→ **EXERCISE PROMPT**
Give every line from the entries that contains "seconds".

##### DATA EXCERPTS

Issue #605, opened 2023-05-16
IAM should highlight how long a client has not been used


enricovianello:
This introduces the need of track a "last-used" information for a client (last token issued, last userinfo/introspection call, etc.).

giacomini:
I would rather give an administrator the opportunity to search for such clients and then delete them

giacomini:
Now that we have a draft PR, we should define well what "used" means: some access via the client credentials is done? the client fields are changed via the dashboard or via the API? something else?

darcato:
Probably it makes sense to track when a new access token is issued for a client but not all the times such access token is used to access the API. I would also track whenever the client details are updated. What do you think?

Also, I decided to track the date of last use, not the full timestamp, as it may be faster to store a less precise time indication and we don't need ms precision. Do you think it makes sense?

giacomini:
> Probably it makes sense to track when a new access token is issued for a client but not all the times such access token is used to access the API. I would also track whenever the client details are updated. What do you think?

We can start with those cases and, if needed, extend the list in the future.

> Also, I decided to track the date of last use, not the full timestamp, as it may be faster to store a less precise time indication and we don't need ms precision. Do you think it makes sense?

I don't think it makes much sense, not without an actual profiling. I even suspect that extracting the date from the timestamp is actually more work.

PR #675, opened 2023-12-04
Add last_used property to clients

darcato:
Related to issue #605 

We want to keep track of the last time a client has been used so that the long unused clients can be easily identified and deleted by the administrators.

A ``last_used`` column is added to the ``ClientDetails`` table and the API and dashboard are updated accordingly.
This requires an update to the ``ClientDetailsEntity`` on MitreID.


darcato:
I added the ``IAM_CLIENT_LAST_USED`` table with a bidirectional one to one relationship with ``CLIENT_DETAILS``. The column ``LAST_USED`` on ``CLIENT_DETAILS`` references the ``ID`` of ``IAM_CLIENT_LAST_USED`` and initially is set to ``null``.

The first time a client is used an entry is added to ``IAM_CLIENT_LAST_USED`` and its ``ID`` is written to the ``CLIENT_DETAILS(LAST_USED)``.

Then, when a client is used again the entry in the ``IAM_CLIENT_LAST_USED`` is updated with the new date. So this update does not write to the ``CLIENT_DETAILS`` table. Also, by updating the date corresponding to an existing ``ID``, we avoid adding lines to the table each time a client is used.

Still, the read operation always perform two queries to the DB (as far as I understand).

I added the ``ClientLastUsed`` entity to MitreID, since it must be visible by ``ClientDetailsEntity``. I called the table with the ``IAM_`` prefix since it is defined in the SQL migrations in the IAM project, while the entity is defined in MitreID and thus I avoided the ``Iam`` prefix on the entity name. Should I move the the SQL table creation to MitreID?

giacomini:
> I added the `IAM_CLIENT_LAST_USED` table with a bidirectional one to one relationship with `CLIENT_DETAILS`. The column `LAST_USED` on `CLIENT_DETAILS` references the `ID` of `IAM_CLIENT_LAST_USED` and initially is set to `null`.

Is it necessary to have an entry if the value is set to null?

darcato:
The value of ``LAST_USED_ID`` on ``CLIENT_DETAILS`` is set to null when there client has been created but not used yet. Anyway with the last commits I modified the one-to-one relationship to use a shared primary key. The primary key of ``IAM_CLIENT_LAST_USED`` references the primary key of ``CLIENT_DETAILS``. This way we avoid having the ``LAST_USED_ID`` column on ``CLIENT_DETAILS``.

iam-login-service/src/main/resources/application.yml
```diff
@@ -219,6 +219,9 @@ client-registration:
     default-id-token-validity-seconds: ${DEFAULT_ID_TOKEN_VALIDITY_SECONDS:600}
     default-refresh-token-validity-seconds: ${DEFAULT_REFRESH_TOKEN_VALIDITY_SECONDS:2592000}
 
+client:
+  track-last-used: ${IAM_CLIENT_TRACK_LAST_USED:false}
```
federicaagostini, line 223: I would force new IAM deployments to track the last used client (setting this property to `true` by default), but let's see what other colleagues think about it.

giacomini: Since you ask... Why should this feature be configurable?

darcato: Tracking the `last_used` date will write more often to the DB, and may cause slowdowns in issuing tokens, especially when many different clients are used. Disabling this feature can be helpful when high throughput is required.

On small/simple IAM instances this should not be a problem, so I agree that the default could be set to ``true``. Currently I set it to ``false`` since it's the backward-compatible behavior.

giacomini: Make sense. On the other hand, the feature becomes useful exactly when there are many clients, because it helps with the cleanup.

Since we don't know the impact on performance, it may make sense to be able to enable/disable it, at least for the time being. What about keeping it as an undocumented option?

iam-login-service/src/main/webapp/resources/iam/apps/dashboard-app/components/clients/clientslist/clientslist.component.html
```diff
@@ -105,6 +106,15 @@
                                 <!-- Dynamically registered -->
                                 {{ c.dynamically_registered }}
                             </td>
+                            <td class="col-xs-1">
+                                <!-- Last Used -->
+                                <div ng-if="c.last_used">
+                                    {{c.last_used | date }}
+                                </div>
+                                <div ng-if="!c.last_used" class="text-muted">
+                                    Never
```
enricovianello, line 115: I'd prefer "n.a."

enricovianello: or n/a

iam-login-service/src/main/webapp/resources/iam/apps/dashboard-app/components/clients/clientslist/clientslist.component.html
```diff
@@ -105,6 +106,15 @@
                                 <!-- Dynamically registered -->
                                 {{ c.dynamically_registered }}
                             </td>
+                            <td class="col-xs-1">
```
enricovianello, line 109: Hide this column in case IAM_CLIENT_TRACK_LAST_USED is false

iam-login-service/src/main/resources/application.yml
darcato: I change the default to ``true``.

iam-login-service/src/main/webapp/resources/iam/apps/dashboard-app/components/clients/clientslist/clientslist.component.html
darcato: Done.

iam-persistence/src/main/resources/db/migration/mysql/V100__client_last_used.sql
rmiccoli, line 1: We must change the name of the migration because a `V100__*` already exists in the `develop` branch. 
Same for h2

enricovianello: Done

##########

→ **ANSWER BELOW**
     default-id-token-validity-seconds: ${DEFAULT_ID_TOKEN_VALIDITY_SECONDS:600}
     default-refresh-token-validity-seconds: ${DEFAULT_REFRESH_TOKEN_VALIDITY_SECONDS:2592000}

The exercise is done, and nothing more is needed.